Maybe Windows 7/64 makes an internal hardcopy of the OVERLAPPED struct? I can see how that would cause this behavior, since I am relying on additional parameters sneaked in at the end of the struct (which seems like a hack to me, but apparently I got that "hack" from official MSDN examples).
I have also tried to change calling convention but this doesn't work at all, if I change it then the program crashes. (The standard calling convention causes it to crash, whatever standard is, cdecl? __fastcall also causes a crash.) The calling conventions that work are __stdcall, WINAPI and CALLBACK. I think these are all same names for __stdcall and I read somewhere that Win 64 ignores that calling convention anyhow.
It would seem that the callback is executed because of some "spurious disturbance" in Win 7/64 generating false callback calls with corrupt or irrelevant parameters.
Multi-thread race conditions is another theory, but in the scenario I am running to reproduce the bug, there is only one thread, and I can confirm that the thread calling ReadFileEx is the same one that is executing the callback.
I have found the problem, it turned out to be annoyingly simple.
In CreateFile(), I did not specify FILE_FLAG_OVERLAPPED. For reasons unknown, this was not necessary on 32-bit Windows.
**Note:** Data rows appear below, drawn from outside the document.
PR #199, opened 2021-07-29
Fix bibtex-actions-run-default-action

bdarcus:
Fix #195

PR #213, opened 2021-08-06
Fix embark-act > RET

### LINKED ISSUE #195: default actions not working in oc-bibtex-actions
Hi. Thanks for your work. Following closely, but find it challenging. 

I'm trying to setup for org-cite with citeproc-org (my understanding is that it'd be possible to remove pandoc and org-ref all together) in doom Emacs, where I also have the "biblio" module enabled (which I think you contributed) but I'm not sure how to do it correctly, or how to get the default embark action on a citation to open for example the associated pdf.

bdarcus:
This is a minimal alternative to #199.

The following works in org-cite:

- `M-x bibtex-actions-dwim`
- `M-x embark-dwim`
- `M-x org-open-at-point`

The only thing that doesn't work (for me at least):

- `embark-act` -> `RET` 

I do now get this message when clicking on a key, though, which might be a hint:

```console
Embark: The action indicator takes three arguments, KEYMAP, TARGET and TYPE.
```

If we can't get this working, I'll just remove that binding, which isn't that useful anyway.

Fix #195.

cc @ilupin

### DIFF
--- a/bibtex-actions.el
+++ b/bibtex-actions.el
@@ -530,8 +530,8 @@ With prefix, rebuild the cache before offering candidates."
 (defun bibtex-actions-dwim ()
   "Run the default action on citation keys found at point."
   (interactive)
-  (if-let ((keys (bibtex-actions-citation-key-at-point)))
-      (funcall bibtex-actions-default-action keys)))
+  (if-let ((keys (cdr (bibtex-actions-citation-key-at-point))))
+      (bibtex-actions-run-default-action keys)))
 
 (provide 'bibtex-actions)
 ;;; bibtex-actions.el ends here
--- a/bibtex-actions.el
+++ b/bibtex-actions.el
@@ -522,7 +522,9 @@ With prefix, rebuild the cache before offering candidates."
 (defun bibtex-actions-run-default-action (keys)
   "Run the default action `bibtex-actions-default-action' on KEYS."
   (funcall bibtex-actions-default-action
-           (if (stringp keys) (split-string keys " & ") keys)))
+           (if (stringp keys)
+               (split-string keys " & ")
+             (split-string (cdr keys) " & "))))
 
 ;;;###autoload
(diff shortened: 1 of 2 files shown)


oc-bibtex-actions.el
```diff
@@ -245,7 +245,7 @@ strings by style."
     (define-key map (kbd "n") '("open notes" . bibtex-actions-open-notes))
     (define-key map (kbd "p") '("open PDF" . bibtex-actions-open-pdf))
     (define-key map (kbd "r") '("refresh library" . bibtex-actions-refresh))
-    (define-key map (kbd "RET") '("default action" . bibtex-actions-run-default-action))
+    (define-key map (kbd "RET") '("default action" . bibtex-actions-dwim))
```
bdarcus, line 248: Actually, I don't know if this makes sense, because what if we want `embark-act` the default?

bdarcus, line 248: Hypothesis: embark doesn't like the description here.

bdarcus:
The latest commit I pushed simply removes this binding. I'd like to figure it out, but on reflection, I don't think this is that useful anyway.

WDYT?

bdarcus:
I'm not really happy with this, but this what the menu looks like now in which-key:

image

bibtex-actions.el
```diff
@@ -522,14 +522,16 @@ With prefix, rebuild the cache before offering candidates."
 (defun bibtex-actions-run-default-action (keys)
   "Run the default action `bibtex-actions-default-action' on KEYS."
   (funcall bibtex-actions-default-action
-           (if (stringp keys) (split-string keys " & ") keys)))
+           (if (stringp keys)
+               (split-string keys " & ")
+             (split-string (cdr keys) " & "))))
```
bdarcus, line 527: Why do we need both dwim and run-default? Couldn't we just add an optional keys arg on the former?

But if you forget it on 64-bit Windows, it will apparently still generate callbacks with the FileIOCompletionRoutine, but they have corrupted parameters.
I haven't found any documentation of this change of behavior anywhere; perhaps it was just an internal bug fix in Windows, since the older documentation also specifies that you must have FILE_FLAG_OVERLAPPED set.
As for my specific case, the bug appeared because I had a base class that assumed synchronous I/O, which has then been inherited by a class using asynchronous I/O.